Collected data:
+ + +

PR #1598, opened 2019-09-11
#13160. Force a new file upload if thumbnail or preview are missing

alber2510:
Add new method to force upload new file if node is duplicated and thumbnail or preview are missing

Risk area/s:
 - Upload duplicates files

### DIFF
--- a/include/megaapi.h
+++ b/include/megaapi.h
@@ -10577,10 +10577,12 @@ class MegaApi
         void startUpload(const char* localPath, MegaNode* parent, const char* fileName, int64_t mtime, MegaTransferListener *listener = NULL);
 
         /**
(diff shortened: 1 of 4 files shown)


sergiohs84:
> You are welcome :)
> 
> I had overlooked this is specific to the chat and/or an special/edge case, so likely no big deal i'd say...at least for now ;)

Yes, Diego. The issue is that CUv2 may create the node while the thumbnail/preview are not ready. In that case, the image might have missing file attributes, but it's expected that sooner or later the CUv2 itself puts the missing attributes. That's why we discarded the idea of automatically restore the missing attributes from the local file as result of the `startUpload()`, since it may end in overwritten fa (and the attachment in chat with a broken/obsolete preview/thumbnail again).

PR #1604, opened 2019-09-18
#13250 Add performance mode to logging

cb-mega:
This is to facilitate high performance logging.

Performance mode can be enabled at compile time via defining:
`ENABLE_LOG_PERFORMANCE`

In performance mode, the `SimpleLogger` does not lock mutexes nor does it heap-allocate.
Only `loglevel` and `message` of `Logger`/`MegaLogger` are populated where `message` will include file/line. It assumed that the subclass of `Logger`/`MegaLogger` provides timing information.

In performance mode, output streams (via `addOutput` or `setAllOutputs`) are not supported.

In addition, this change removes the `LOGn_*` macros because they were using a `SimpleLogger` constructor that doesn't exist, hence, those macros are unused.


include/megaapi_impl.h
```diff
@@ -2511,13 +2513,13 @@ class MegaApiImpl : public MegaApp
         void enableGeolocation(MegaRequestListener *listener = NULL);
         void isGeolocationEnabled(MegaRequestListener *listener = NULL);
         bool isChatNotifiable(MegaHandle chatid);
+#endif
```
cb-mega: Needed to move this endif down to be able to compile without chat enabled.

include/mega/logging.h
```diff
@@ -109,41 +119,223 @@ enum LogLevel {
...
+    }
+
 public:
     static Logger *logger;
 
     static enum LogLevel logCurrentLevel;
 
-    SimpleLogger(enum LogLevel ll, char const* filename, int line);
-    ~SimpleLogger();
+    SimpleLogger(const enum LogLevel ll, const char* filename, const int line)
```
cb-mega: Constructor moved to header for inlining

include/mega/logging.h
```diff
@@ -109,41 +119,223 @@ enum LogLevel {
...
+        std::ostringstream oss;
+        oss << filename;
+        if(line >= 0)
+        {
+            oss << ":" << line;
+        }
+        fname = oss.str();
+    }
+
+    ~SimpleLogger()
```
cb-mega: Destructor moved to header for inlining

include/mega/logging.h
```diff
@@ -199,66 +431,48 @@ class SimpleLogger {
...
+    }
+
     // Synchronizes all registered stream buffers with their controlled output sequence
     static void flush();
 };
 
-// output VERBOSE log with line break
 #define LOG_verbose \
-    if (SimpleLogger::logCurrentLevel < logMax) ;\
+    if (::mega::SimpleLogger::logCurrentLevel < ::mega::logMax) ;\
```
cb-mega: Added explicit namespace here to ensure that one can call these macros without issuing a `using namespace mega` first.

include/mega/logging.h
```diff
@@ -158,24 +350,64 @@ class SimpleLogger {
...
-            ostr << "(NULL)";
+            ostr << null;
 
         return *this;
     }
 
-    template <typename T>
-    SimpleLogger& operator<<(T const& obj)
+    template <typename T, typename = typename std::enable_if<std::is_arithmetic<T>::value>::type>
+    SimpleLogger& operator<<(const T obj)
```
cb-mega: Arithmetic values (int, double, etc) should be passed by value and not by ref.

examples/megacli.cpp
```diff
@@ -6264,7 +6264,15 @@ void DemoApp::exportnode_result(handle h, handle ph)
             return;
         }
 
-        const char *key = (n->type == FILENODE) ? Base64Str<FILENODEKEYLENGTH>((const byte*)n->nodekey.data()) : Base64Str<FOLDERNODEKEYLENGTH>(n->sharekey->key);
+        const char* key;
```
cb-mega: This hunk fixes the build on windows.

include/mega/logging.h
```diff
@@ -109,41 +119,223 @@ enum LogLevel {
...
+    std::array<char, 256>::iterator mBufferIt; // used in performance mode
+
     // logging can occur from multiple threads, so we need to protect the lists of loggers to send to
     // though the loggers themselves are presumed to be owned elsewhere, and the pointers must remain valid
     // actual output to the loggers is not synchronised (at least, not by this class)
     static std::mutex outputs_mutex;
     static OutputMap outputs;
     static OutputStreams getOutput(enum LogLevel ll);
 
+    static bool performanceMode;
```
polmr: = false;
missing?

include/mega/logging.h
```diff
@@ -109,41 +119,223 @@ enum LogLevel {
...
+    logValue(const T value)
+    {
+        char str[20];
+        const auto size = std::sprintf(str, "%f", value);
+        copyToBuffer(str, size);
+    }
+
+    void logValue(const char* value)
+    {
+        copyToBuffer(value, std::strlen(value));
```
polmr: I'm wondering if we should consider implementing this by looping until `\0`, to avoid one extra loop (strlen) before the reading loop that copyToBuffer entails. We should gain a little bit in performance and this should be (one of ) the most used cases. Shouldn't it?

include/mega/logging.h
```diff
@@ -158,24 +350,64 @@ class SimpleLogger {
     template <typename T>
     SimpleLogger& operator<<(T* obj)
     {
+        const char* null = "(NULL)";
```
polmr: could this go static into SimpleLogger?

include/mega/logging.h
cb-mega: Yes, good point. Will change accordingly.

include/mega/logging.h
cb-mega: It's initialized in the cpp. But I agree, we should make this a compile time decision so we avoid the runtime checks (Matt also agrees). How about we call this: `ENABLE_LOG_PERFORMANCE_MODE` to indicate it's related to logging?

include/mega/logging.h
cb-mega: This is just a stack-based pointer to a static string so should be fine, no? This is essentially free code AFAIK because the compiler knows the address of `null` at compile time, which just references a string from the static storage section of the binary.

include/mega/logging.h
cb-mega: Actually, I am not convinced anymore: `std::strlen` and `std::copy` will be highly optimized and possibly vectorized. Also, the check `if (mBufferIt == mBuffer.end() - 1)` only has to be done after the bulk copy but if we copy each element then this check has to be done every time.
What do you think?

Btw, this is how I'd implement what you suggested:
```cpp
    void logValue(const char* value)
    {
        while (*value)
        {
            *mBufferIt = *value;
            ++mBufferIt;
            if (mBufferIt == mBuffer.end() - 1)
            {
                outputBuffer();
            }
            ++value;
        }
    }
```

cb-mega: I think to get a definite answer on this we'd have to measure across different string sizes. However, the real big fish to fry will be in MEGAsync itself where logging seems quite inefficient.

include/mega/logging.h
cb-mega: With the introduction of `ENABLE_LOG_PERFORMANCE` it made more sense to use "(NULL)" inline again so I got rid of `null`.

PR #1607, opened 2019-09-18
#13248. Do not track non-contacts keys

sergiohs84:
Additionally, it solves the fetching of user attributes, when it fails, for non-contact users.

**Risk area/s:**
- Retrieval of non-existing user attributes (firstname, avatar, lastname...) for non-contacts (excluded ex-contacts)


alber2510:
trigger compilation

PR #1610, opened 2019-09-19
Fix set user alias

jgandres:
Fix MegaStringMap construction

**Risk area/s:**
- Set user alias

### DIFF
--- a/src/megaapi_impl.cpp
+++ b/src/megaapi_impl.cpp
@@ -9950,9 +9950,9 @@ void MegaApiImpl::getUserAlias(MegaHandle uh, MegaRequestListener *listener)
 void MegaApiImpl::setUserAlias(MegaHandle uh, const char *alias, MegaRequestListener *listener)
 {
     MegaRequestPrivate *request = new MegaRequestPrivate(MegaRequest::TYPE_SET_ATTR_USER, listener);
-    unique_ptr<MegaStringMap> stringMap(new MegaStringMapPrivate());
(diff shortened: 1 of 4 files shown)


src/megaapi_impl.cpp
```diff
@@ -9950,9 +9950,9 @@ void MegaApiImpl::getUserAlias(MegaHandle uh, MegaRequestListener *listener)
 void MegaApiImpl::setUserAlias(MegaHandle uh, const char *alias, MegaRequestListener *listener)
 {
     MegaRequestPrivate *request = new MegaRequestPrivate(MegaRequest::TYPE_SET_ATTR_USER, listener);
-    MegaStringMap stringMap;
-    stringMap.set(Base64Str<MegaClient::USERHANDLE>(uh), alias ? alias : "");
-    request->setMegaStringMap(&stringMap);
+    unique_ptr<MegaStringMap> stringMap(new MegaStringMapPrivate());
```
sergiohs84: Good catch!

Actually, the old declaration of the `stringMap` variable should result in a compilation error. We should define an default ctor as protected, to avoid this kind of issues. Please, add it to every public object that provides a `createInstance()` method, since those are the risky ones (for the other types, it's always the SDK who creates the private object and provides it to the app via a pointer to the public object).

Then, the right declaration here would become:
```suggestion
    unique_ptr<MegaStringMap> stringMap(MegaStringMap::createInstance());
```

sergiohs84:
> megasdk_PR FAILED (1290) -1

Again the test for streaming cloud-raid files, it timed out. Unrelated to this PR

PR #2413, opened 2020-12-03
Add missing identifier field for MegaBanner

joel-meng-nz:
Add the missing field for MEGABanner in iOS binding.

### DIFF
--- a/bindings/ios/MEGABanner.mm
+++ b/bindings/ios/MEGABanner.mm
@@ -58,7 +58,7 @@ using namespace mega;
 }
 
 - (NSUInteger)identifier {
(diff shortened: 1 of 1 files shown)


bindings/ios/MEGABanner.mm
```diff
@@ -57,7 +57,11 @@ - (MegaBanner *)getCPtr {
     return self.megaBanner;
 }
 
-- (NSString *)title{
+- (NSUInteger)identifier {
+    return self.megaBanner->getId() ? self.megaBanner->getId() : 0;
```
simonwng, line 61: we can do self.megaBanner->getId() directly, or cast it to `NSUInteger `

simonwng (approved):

+ + +

Locate and copy each line in the data above that includes the word "createInstance".

SOLUTION TO THIS TASK:
Actually, the old declaration of the `stringMap` variable should result in a compilation error. We should define an default ctor as protected, to avoid this kind of issues. Please, add it to every public object that provides a `createInstance()` method, since those are the risky ones (for the other types, it's always the SDK who creates the private object and provides it to the app via a pointer to the public object).
    unique_ptr<MegaStringMap> stringMap(MegaStringMap::createInstance());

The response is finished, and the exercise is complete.